Obsesif-kompulsif kişilik bozukluğu duygusal katılık, düzenlilik, ısrarcılık, inatçılık ve kararsızlıkla karakterizedir. Bozukluğun asıl özelliği mükemmeliyetçilik ve esneksizliğin ısrarcı örneğidir. ICD-10’da bu bozukluk anankastik kişilik bozukluğu olarak adlandırılmıştır.
Erkeklerde kadınlardan daha fazla görülür, büyük çocuklarda daha çok tanı konur. Hastaların geçmişlerinde katı disiplinle büyütülme sıklıkla bulunur.
Savunma mekanizması olarak rasyonalizasyon (akla uygunlaştırma), izolasyon (yalıtma), entellektüalizasyon (düşünselleştirme), reaksiyon-formasyon (karşıt tepki kurma) ve undoing (yapıp-bozma) kullanırlar.
Obsesif-kompulsif kişilik bozukluğu olan kişilerin kurallarla, düzenlilikle, temizlikle, ayrıntılar ve mükemmeli başarmakta aşırı uğraşları vardır.
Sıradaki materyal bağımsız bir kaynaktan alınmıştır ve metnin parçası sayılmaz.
PR #3925, opened 2026-09-07
fix: return the created monitor from createMonitor

### LINKED ISSUE #3917: createMonitor never returns the created document — every successful POST /monitors answers data: null
`MonitorService.createMonitor` is declared `Promise<void>`:

```ts
// server/src/domain/monitors/monitor.service.ts
createMonitor = async (teamId: string, userId: string, body: Monitor): Promise<void> => {
  if (body.proxyMode !== "custom") {
    delete body.proxyId;
  }
  const monitor = await this.monitorsRepository.create(body, teamId, userId);
  if (!monitor) {
    throw new AppError({ message: "Failed to create monitor", status: 500, service: SERVICE_NAME, method: "createMonitor" });
  }

  this.scheduler.addJob(monitor.id, monitor);
  // no return
};
```

and the controller writes the return value straight into the response body regardless:

```ts
// server/src/api/controllers/monitorController.ts
createMonitor = catchAsync(async (req: Request, res: Response) => {
  const validatedBody = createMonitorBodyValidation.parse(req.body);
  const userId = requireUserId(req.user?.id);
  const teamId = requireTeamId(req.user?.teamId);

  const monitor = await this.monitorService.createMonitor(teamId, userId, validatedBody);

  return res.status(200).json({
    success: true,
    msg: "Monitor created successfully",
    data: monitor,
  });
});
```

`monitor` is `undefined` at that line on every call that reaches it — the service function never returns anything, successful or not. So `POST /monitors` answers `{"success": true, "msg": "Monitor created successfully", "data": null}` for every monitor it creates, and a caller has no way to learn the new monitor's id from the create response.

## Reproduced against a live instance

Registered a monitor via `POST /monitors` with a valid body; response carried `data: null`. `GET /monitors/team` immediately after shows the monitor exists, fully configured, with a real `id` — so `monitorsRepository.create` and `scheduler.addJob` both ran correctly. Only the id never left the create call.

## Fix

`createMonitor` should return what it creates:

```diff
- createMonitor = async (teamId: string, userId: string, body: Monitor): Promise<void> => {
+ createMonitor = async (teamId: string, userId: string, body: Monitor): Promise<Monitor> => {
    if (body.proxyMode !== "custom") {
      delete body.proxyId;
    }
    const monitor = await this.monitorsRepository.create(body, teamId, userId);
    if (!monitor) {
      throw new AppError({ message: "Failed to create monitor", status: 500, service: SERVICE_NAME, method: "createMonitor" });
    }

    this.scheduler.addJob(monitor.id, monitor);
+   return monitor;
  };
```

and the corresponding line in `IMonitorService`. No controller change needed — it already forwards whatever the service returns.

## Impact

Any API client that needs the created monitor's id right away — to store it, to reference it in a follow-up call, to match it against a local record — cannot get it from the create response and has to fall back to listing monitors and matching by name. That is a workaround for a bug, not a documented API contract, and it costs an extra round trip on every registration.

egeoztass:
## Describe your changes

`createMonitor` was typed `Promise<void>` and never returned the document, so the controller sent `data: null` on every successful `POST /monitors`. It now returns the created monitor and the interface type matches. The existing unit test asserts the return value.

Fixes #3917

### DIFF
--- a/server/src/domain/monitors/monitor.service.ts
+++ b/server/src/domain/monitors/monitor.service.ts
@@ -60,7 +60,7 @@ const computeRestartsInRange = (aggregate: DockerContainerStatsBucket[]): number
 
 export interface IMonitorService {
 	// create
-	createMonitor(teamId: string, userId: string, body: Partial<Monitor>): Promise<void>;
+	createMonitor(teamId: string, userId: string, body: Partial<Monitor>): Promise<Monitor>;
 	createMonitors(monitors: Array<Monitor>): Promise<Monitor[] | null>;
 	addDemoMonitors(args: { userId: string; teamId: string }): Promise<Monitor[]>;
 
@@ -180,7 +180,7 @@ export class MonitorService implements IMonitorService {
 		this.incidentsRepository = incidentsRepository;
 	}
 
-	createMonitor = async (teamId: string, userId: string, body: Monitor): Promise<void> => {
+	createMonitor = async (teamId: string, userId: string, body: Monitor): Promise<Monitor> => {
 		// proxyId is only needed in custom mode
 		if (body.proxyMode !== "custom") {
 			delete body.proxyId;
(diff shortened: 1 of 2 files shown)


ajhollid (approved):
Thanks for the clean PR!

Bu özellikler tüm kişiliğin genel yapılanmasını açıklayabilir. Bu gibi kişiler resmidir ve mizah duyarlılıkları olmayan kişilerdir. Esneklikleri yoktur ve tolerasyon göstermezler. Uzun süre çalışma kapasiteleri vardır, alışılmış olarak sürdürürler ve uyamayacakları değişiklikleri istemezler.
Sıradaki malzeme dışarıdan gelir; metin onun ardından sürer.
PR #1329, opened 2020-05-14
use float32 for images, and validate

kosack:
- Changes Containers for images to specify
they should be float32
- call validate() when making schema in HDF5TableWriter

So far doesn't change the computation of the images. Need to ensure ImageExtractor creates float32s.

### DIFF
--- a/ctapipe/image/extractor.py
+++ b/ctapipe/image/extractor.py
@@ -91,19 +91,31 @@ def extract_around_peak(
     n_samples = waveforms.size
     start = peak_index - shift
     end = start + width
-    sum_[0] = 0
-    time_num = 0
-    time_den = 0
-    for isample in prange(start, end):
-        if 0 <= isample < n_samples:
-            sum_[0] += waveforms[isample]
-            if waveforms[isample] > 0:
-                time_num += waveforms[isample] * isample
-                time_den += waveforms[isample]
-    peak_time[0] = time_num / time_den if time_den > 0 else peak_index
 
+    # whole range invalid
+    if end <= 0:
+        peak_time[0] = peak_index / sampling_rate_ghz
+        sum_[0] = 0
+        return
+
+    # reduce to valid range
+    start = max(0, start)
+    end = min(end, n_samples)
+
+    i_sum = float64(0.0)
+    time_num = float64(0.0)
+    time_den = float64(0.0)
+
+    for isample in prange(start, end):
+        i_sum += waveforms[isample]
+        if waveforms[isample] > 0:
+            time_num += waveforms[isample] * isample
+            time_den += waveforms[isample]
+
+    peak_time[0] = time_num / time_den if time_den > 0 else peak_index
     # Convert to units of ns
     peak_time[0] /= sampling_rate_ghz
+    sum_[0] = i_sum
 
 
 @njit(parallel=True)
--- a/ctapipe/image/extractor.py
+++ b/ctapipe/image/extractor.py
@@ -40,7 +40,7 @@ from .hillas import hillas_parameters, camera_to_shower_coordinates
     nopython=True,
 )
 def extract_around_peak(
-        waveforms, peak_index, width, shift, sampling_rate_ghz, sum_, peak_time
+    waveforms, peak_index, width, shift, sampling_rate_ghz, sum_, peak_time
 ):
     """
     This function performs the following operations:
@@ -91,12 +91,6 @@ def extract_around_peak(
     n_samples = waveforms.size
     start = peak_index - shift
     end = start + width
-
-    # whole range invalid
-    if end <= 0:
-        peak_time[0] = peak_index / sampling_rate_ghz
-        sum_[0] = 0
-        return
 
     # reduce to valid range
     start = max(0, start)
--- a/ctapipe/image/extractor.py
+++ b/ctapipe/image/extractor.py
@@ -33,8 +33,8 @@ from .hillas import hillas_parameters, camera_to_shower_coordinates
 
 @guvectorize(
     [
-        (float64[:], int64, int64, int64, float64, float64[:], float64[:]),
-        (float32[:], int64, int64, int64, float64, float64[:], float64[:]),
+        (float64[:], int64, int64, int64, float64, float32[:], float32[:]),
+        (float32[:], int64, int64, int64, float64, float32[:], float32[:]),
     ],
     "(s),(),(),(),()->(),()",
     nopython=True,
--- a/ctapipe/io/hdf5tableio.py
+++ b/ctapipe/io/hdf5tableio.py
@@ -148,6 +148,9 @@ class HDF5TableWriter(TableWriter):
         # create pytables schema description for the given container
         pos = 0
         for container in containers:
+
+            container.validate()  # ensure the data are complete
+
             for col_name, value in container.items(add_prefix=self.add_prefix):
 
                 typename = ""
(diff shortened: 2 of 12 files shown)


ctapipe/io/hdf5tableio.py
```diff
@@ -148,6 +148,9 @@ class Schema(tables.IsDescription):
         # create pytables schema description for the given container
         pos = 0
         for container in containers:
+
+            container.validate()  # ensure the data are complete
```
vuillaut, line 152: `validate` checks that every `Field` in the container is of the expected type?

MaxNoe: See #1301

MaxNoe:
@kosack I added a test testing for all containers defined in `ctapipe/containers.py` if the default can be written using the hdf5 writer, this turned up some more missing units / bad defaults.

I also changed three time ranges to two fields min / max to avoid needless non-scalar fields.

kosack:
Thanks, this looks good. I'll just update the ImageExtractor then to produce the right data type

kosack:
I think to fix that it's just to change `extract_around_peak`, which currently returns float64s.  @watsonjj is that enough?  

An alternative would be to down-sample it afterward, but that is slower and probably not a good idea.  If we rely on any operations being on 64-bit versions, then the answer would change when we re-read DL1 data stored in 32-bits and re-compute things, which is not a good design.

ctapipe/image/extractor.py
```diff
@@ -33,8 +33,8 @@
 
 @guvectorize(
     [
-        (float64[:], int64, int64, int64, float64, float64[:], float64[:]),
-        (float32[:], int64, int64, int64, float64, float64[:], float64[:]),
+        (float64[:], int64, int64, int64, float64, float32[:], float32[:]),
+        (float32[:], int64, int64, int64, float64, float32[:], float32[:]),
```
MaxNoe, line 37: Are you sure this actually changes the output dtype? Isn't it inferred and this just precompiles these two signatures? Not sure.

kosack: I'm not sure - I would have thought if they are specified, it uses only them, but it may also infer... I'll add a test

İnsanlara soğukturlar, uzlaşmayı beceremezler ve isteklerini gerçekleştirmek için başkalarını zorlarlar. Her nasılsa, kendilerinden daha güçlü olarak gördükleri kişilere büyük bir hevesle kibarlık gösterirler ve otorite karşısında isteklerini gerçekleştiriler. Hata yapmaktan korktukları için karar vermekte kararsız ve tekrarcıdırlar. Buna rağmen stabil evlilikleri ve mesleki yeterlilikleri belirgindir, az arkadaşları vardır.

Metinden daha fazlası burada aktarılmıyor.